WHO Rotavirus Regional Reference Laboratory for the Western Pacific Region.
The WHO Regional Reference Laboratory situated at MCRI supports Government and Reference Laboratories in the Western-Pacific region in the laboratory diagnosis of rotavirus infection. The Labortaory also provides quality control validation and confirmatory testing of selected stool samples and genotyped rotavirus strains referred by national laboratories and characterize untypable and unusual rotavirus strains. The Laboratory participates in the WHO annual proficiency testing and quality control program and the inter-regional quality control program.

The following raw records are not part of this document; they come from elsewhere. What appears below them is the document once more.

PR #1859, opened 2026-07-24
Update tools_validator.py

bianchini88:
Adding a delay to account for rate limit on FAIRsharing's API

### DIFF
--- a/var/tools_validator.py
+++ b/var/tools_validator.py
@@ -212,7 +212,7 @@ with open(yaml_path, 'r') as read_obj:
                             registry['fairsharing'] = check_fairsharing
                 if 'fairsharing' in registry.keys() and not registry['fairsharing']:
                     del registry['fairsharing']
-                time.sleep(2) # to avoid issues with rate limit
+                time.sleep(5) # to avoid issues with rate limit
 
                 # Add populated registry dict to the main list
                 if registry:
--- a/var/tools_validator.py
+++ b/var/tools_validator.py
@@ -9,6 +9,7 @@ from requests.adapters import HTTPAdapter
 from urllib3.util.retry import Retry
 import frontmatter
 from urllib.parse import urlparse
+import time
 
 class NullRepresenter:
     def __init__(self):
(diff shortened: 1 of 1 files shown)


var/tools_validator.py
```diff
@@ -211,6 +212,7 @@ def remove_prefix(s, prefix):
                             registry['fairsharing'] = check_fairsharing
                 if 'fairsharing' in registry.keys() and not registry['fairsharing']:
                     del registry['fairsharing']
+                time.sleep(1) # to avoid issues with rate limit
```
bianchini88:
```suggestion
                time.sleep(2) # to avoid issues with rate limit
```

bianchini88:
With a 5-second delay, things work until we get a 500 Internal Server Error. Rerunning.

var/tools_validator.py
```diff
@@ -211,6 +212,7 @@ def remove_prefix(s, prefix):
                             registry['fairsharing'] = check_fairsharing
                 if 'fairsharing' in registry.keys() and not registry['fairsharing']:
                     del registry['fairsharing']
+                time.sleep(5) # to avoid issues with rate limit
```
bedroesb, line 215: ooof I am not a fan of this solution. This will increase the general time way to much no? I assume we can do something more clever on the requests side, or keeping track of the number of requests we've already done.

bedroesb:
@bianchini88 You have better contacts with FAIRsharing, can this not be solved on their end? I understand rate limits for unauthenticated requests, but we are authenticated, and only doing around 1000 requests over 10min. This does not feel like a hard ask. I am not comfortable putting sleeps like this in the code

bianchini88:
Crashed twice at European Joint Programme on Rare Diseases Metadata Model, which should get https://fairsharing.org/FAIRsharing.3e0038. Not sure about the issue.

bianchini88:
Hi @bedroesb. This was meant as a temporary fix for the summer, but it does not look like it is working anyway (and I am off in 15 minutes to catch a flight). FAIRsharing recommends that we transition to the GraphQL API and the 'advancedSearchFast' query (https://api.fairsharing.org/schema/query.doc.html).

Support is provided to national network laboratories in addressing laboratory problems and participates in training of national laboratory staff.
Development of a low cost oral Rotavirus vaccine (RV3-BB)

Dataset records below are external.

PR #1870, opened 2026-09-01
Add AGENTS.md instructions for AI coding assistants

nilshoffmann:
Document the repository conventions that AI assistants need in order to contribute usable pull requests: the page templates and front matter, the distinction between in-text links (which use the filename) and related_pages (which uses the page_id), how the {% tool %} tag expands, and the rules for adding entries to the tool table, contributors and the bibliography.

CLAUDE.md only imports AGENTS.md, because Claude Code reads CLAUDE.md while other assistants follow the AGENTS.md convention.

### DIFF
--- a/AGENTS.md
+++ b/AGENTS.md
@@ -1,0 +1,309 @@
+# AGENTS.md
+
+Instructions for AI coding assistants working in the RDMkit repository. This file is
+assistant-agnostic: tools that follow the `AGENTS.md` convention read it directly, and
+you can point any other assistant at it manually.
+
+Claude Code is an exception — it reads `CLAUDE.md`, never `AGENTS.md`. The repository
+root therefore has a one-line `CLAUDE.md` containing `@AGENTS.md`, which imports this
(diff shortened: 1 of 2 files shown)


bedroesb:
@nilshoffmann Thanks a lot for start the discussion on this one. I personally am not a fan in copying the content of our style guide/editorial guide/etc into a new file, because that means we have to maintain 2 files for the same content. Could you transfer this in a GitHub action that melts the relevant files together into an agent file on the fly?

nilshoffmann:
@bedroesb Thanks for your feedback. I would rather than introducing a GitHub action for this just reference the original guides in pages/contribute/, which most AIs & agents should be able to resolve. This would locate anything agent specific in the AGENTS.md and keep all content relevant to both humans and agents in the established locations. I would however also add a bit of documentation for humans that Claude stumbled over, may be beneficial for either:

- in-text links use the file name, not the page_id (markdown cheat sheet and editorial board guide)
- {% tool %} prints the tool's full name, so don't spell it out around the tag (tool_resource_update).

The Enteric Diseases team aims to develop a low cost oral rotavirus vaccine administered at birth.A novel human neonatal vaccine developed in Melbourne (RV3-BB) has been shown to be safe and immunogenic in Phase I and II studies in newborns and infants conducted in Australia, New Zealand and Indonesia. Currently a Phase II dose ranging immunogenicity study is being conducted in Malawi, Africa.

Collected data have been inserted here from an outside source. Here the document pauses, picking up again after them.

PR #6338, opened 2021-12-14
Clarify list location requirement

jc-ose:
This is to clarify that the list cannot be contained in the current tiddler where the macro is called. 

Edit: This is for the **list-links-draggable** macro documentation.


Jermolene:
Thanks @jc-ose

Phase II dose ranging study of RV3-BB in Malawi
This Phase II study, ongoing in and around Blantyre district, Malawi will determine the optimal vaccine titre of the vaccine required to elicit an immune response. The RV3-BB vaccine will be assed at three different vaccine titres using a birth dose schedule of the vaccine. In addition an infant schedule will also be tested in a high disease burden area of Africa. Currently over 50% of deaths due to rotavirus gastroenteritis occur in Sub-Saharan Africa. Barriers to vaccine implementation exist, such as cost, and supply, in addition a lack of efficacy in high burden areas will continue to impact the full promise of the current vaccines. This study will determine if a lower titre, resulting in a lower cost vaccine will be immunogenic and will inform vaccine manufacture.
Correlates of Protection
Despite the success of rotavirus vaccines worldwide, suboptimal vaccine efficacy in regions with a high burden of disease continues to present a challenge to worldwide implementation. Improvement in the understanding correlates of protective immunity are needed. Currently there is no defined correlate of protection that translates to Rotavirus vaccine efficacy. This project aims to improve our understanding of the correlations between markers of rotavirus protection and vaccine efficacy and genetic factors such as blood group antigens and secretor status on vaccine performance.
Impact of Birth dose of RV3-BB
Understanding why some vaccine recipients do not respond to an oral rotavirus vaccine is crucial to guide future vaccine strategies. This project will study the relationship between the gut microbiome and vaccine take of the human neonatal rotavirus vaccine, RV3-BB provided as a birth or neonatal dose. This project also aims to understand the impact of the human neonatal rotavirus vaccine RV3-BB on early immune development. Early stimulation of the mucosal immune system by a live oral vaccine may influence the development of a “normal” microbiome and limit the development of environmental enteropathy. It is also possible that an oral rotavirus vaccine may offer similar non-specific immune benefits as has been observed with Oral Polio Vaccine. This study will take advantage of the infrastructure and sample collection developed and implemented for the Phase II clinical trials of the RV3-BB vaccine conducted in two high disease burden regions.